Only that isn’t what happened. He didn’t make sure of anything when we had sex. He didn’t wear a condom, and apparently, the .01% chance of my birth control failing decided that was it’s night.
“He might feel different once he knows,” she offers after a few minutes of digesting what I said.
“I don’t care if he does or doesn’t. I won’t ever let my kid know what it feels like to be unwanted and unloved.”
“So you’re not going to tell him?”
My head falls back, and I look at the ceiling. “I wish I could do that, but I can’t. Not to mention, it’ll be pretty hard to keep him from noticing my giant pregnant belly.”
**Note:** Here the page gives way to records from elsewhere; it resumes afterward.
PR #5814, opened 2021-02-10
Update Codecov package and add Codecov badge to README

thomasrockhu:
Tom from Codecov here. Looks like this repository wasn't sending coverage reports to Codecov for quite awhile. I updated the package to do so and added the Codecov badge.

#### Tests

#### Code Review

### DIFF
--- a/README.md
+++ b/README.md
@@ -8,6 +8,7 @@
 
 [![CI Status](https://badgen.net/github/checks/vercel/vercel?label=CI)](https://github.com/vercel/vercel/actions?workflow=CI)
 [![Join the community on GitHub Discussions](https://badgen.net/badge/join%20the%20discussion/on%20github/black?icon=github)](https://github.com/vercel/vercel/discussions)
+[![codecov](https://codecov.io/gh/vercel/vercel/branch/master/graph/badge.svg)](https://codecov.io/gh/vercel/vercel)
 
 ## Usage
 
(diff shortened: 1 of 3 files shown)


TooTallNate:
So all you had to do was update the package?

thomasrockhu:
@TooTallNate, seems like it. It could be a combination of fixes we made to the uploader and fixes we made recently. I would be inclined to believe it's the uploader, though.

README.md
```diff
@@ -8,6 +8,7 @@
 
 [![CI Status](https://badgen.net/github/checks/vercel/vercel?label=CI)](https://github.com/vercel/vercel/actions?workflow=CI)
 [![Join the community on GitHub Discussions](https://badgen.net/badge/join%20the%20discussion/on%20github/black?icon=github)](https://github.com/vercel/vercel/discussions)
+[![codecov](https://codecov.io/gh/vercel/vercel/branch/master/graph/badge.svg)](https://codecov.io/gh/vercel/vercel)
```
styfle, line 11: Let's not add a badge until we can get this number higher

styfle (commented):
Thanks for the PR!

Does this take into account the monorepo paths?

I would expect `packages/now-cli/src/util/dev/router.ts` as the path, not `src/util/dev/router.ts` which is what its reporting.

Ideally, we would add code coverage to all the packages in this monorepo.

She laughs without humor. “No shit.”
“You’re the only person I’ve told.”
She pulls her long brown hair back and then over her shoulder, the nervous gesture she’s had since we were kids. Then she squares her shoulders a bit. “Okay, and then what is your plan?”
Sierra usually gives me the best advice and has always been the person I go to when things are just too much for me. She has a way of telling me the truth or forcing me to see it myself, which is what I need from her more than ever.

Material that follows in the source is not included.